Primeiramente gostaria de agradecer ao Público por esta oportunidade de poder contar o meu percurso na enologia. Decerto, um percurso diferente, dadas as minhas raízes australianas e nacionalidade portuguesa que vim a adquirir
Julgo que tudo terá começado quando a minha família se mudou para o Barossa Valley quando ainda era adolescente. O Barossa Valley é provavelmente a região vinícola australiana mais reconhecida e portanto, quando terminei o ensino secundário, pareceu-me natural seguir o estudo de enologia.
É importante mencionar que naquele tempo, no início dos anos 70, a indústria vinícola australiana estava ainda a tomar forma, tendo estado até então muito voltada para os vinhos fortificados. Tirar o curso na Faculdade de Roseworthy, perto do Barossa Valley, era considerado um pouco arriscado e não oferecia qualquer garantia de empregabilidade. Mas atraiu-me por causa da combinação entre ciência e arte, por ter um lado académico e ao mesmo tempo prático, com muitas possibilidades criativas que a enologia no fundo oferece. Encontrando-se a indústria vinícola australiana ainda num estado algo embrionário, ao terminar o curso um dos meus objetivos era poder viajar para Europa e fazer vindimas em França e na Alemanha, para experienciar a cultura vinícola do “mundo velho”.
Após ter feito vindimas em Baden e Beaujolais vim até Portugal para conhecer o Vale do Douro e fazer praia na região de Lisboa. Refiro isto porque foi na praia da Caparica que conheci aquela que viria a tornar-se na minha mulher e que assim marcou o início da minha longa e feliz relação com Portugal.

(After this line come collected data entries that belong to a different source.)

PR #799, opened 2020-02-26
[C++] Add concepts for v2's raindrops

AlexLeSang:
I wonder if there should be a separate Concept for streams in STL? Please let me know what you think about that.

### DIFF
--- a/languages/cpp/reference/exercise-concepts/raindrops.md
+++ b/languages/cpp/reference/exercise-concepts/raindrops.md
@@ -109,7 +109,6 @@ string convert(int drops)
 - No include guards
 - Bad variable and constants names
 - Writing to `std::cout` or `std::cerr`
-- Not declaring argument as `const`
 - Not marking all constants known at compile time as `constexpr`
 - Creating a class `raindrops` instead of a namespace of the same name
 
--- a/languages/cpp/reference/exercise-concepts/raindrops.md
+++ b/languages/cpp/reference/exercise-concepts/raindrops.md
@@ -1,0 +1,122 @@
+# Raindrops
+
+## Task
+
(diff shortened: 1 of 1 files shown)


languages/cpp/reference/exercise-concepts/raindrops.md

Estávamos então no ano de 1979 e era demasiado cedo para que assentasse em Portugal. Assim, voltamos para a Austrália e iniciei funções como enólogo numa adega chamada Saltram, na zona do Barossa Valley. Saltram era uma adega icónica com grande histórico e os dois anos que por lá passei foram uma grande experiência para mim. Produzimos um pouco de tudo, desde Riesling a Semillon, as variedades mais comuns de brancos, mas também Chardonnay, proveniente de Hunter Valley, a cerca de 1000km de distância, com as uvas esmagadas localmente e o mosto transportado durante a noite em tanques refrigerados. Fazíamos bons fortificados, tanto no estilo Sherry [Xerês] como Porto - uma boa preparação para os anos em que viria a trabalhar com os Symington.
Tudo estava a correr bem. Só que a minha mulher alfacinha não se estava a adaptar muito à vida no Barossa Valley e sentia falta de Lisboa e de Portugal, dos pais, família, etc., saudades! Decidimos então voltar para Portugal, tendo previsto ir para a Ilha da Madeira e trabalhar com a Madeira Wine Company. O emprego tinha sido acordado, mas quando cheguei disseram-me que a Direção tinha vetado a minha posição. Fiquei sem saber o que fazer!

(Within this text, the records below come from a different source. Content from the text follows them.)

PR #803, opened 2020-02-26
[F#] Reference string concatenation document in strings exercise

ErikSchierboom:


robkeim:
Thanks @ErikSchierboom!

PR #805, opened 2020-02-27
[Docs] Add no-code part to hints.md

ErikSchierboom:


ErikSchierboom:
@iHiD Let me know what you think. If the text is okay, I'll apply it to the other documents mentioning the hints file too.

Tive de começar do zero, com conhecimentos muito limitados de português – muito intimidante para mim naquela altura. Estávamos em 1981. Recordo-me de me candidatar a um emprego na Cooperativa do Cartaxo, onde fui recusado mas enviaram uma carta de resposta muito simpática. Arranjei uns contactos com a Ferreira e a Taylor’s e, depois de olhar para o mapa, achei que poderia fazer a viagem até Vila Nova de Gaia, a tempo de almoçar, em cerca de 3h. Demorei quase seis. Tendo chegado tarde ao almoço com a Ferreira, as minhas hipóteses de conseguir um emprego esfumaram-se. E também perdi a oportunidade com a Taylor’s.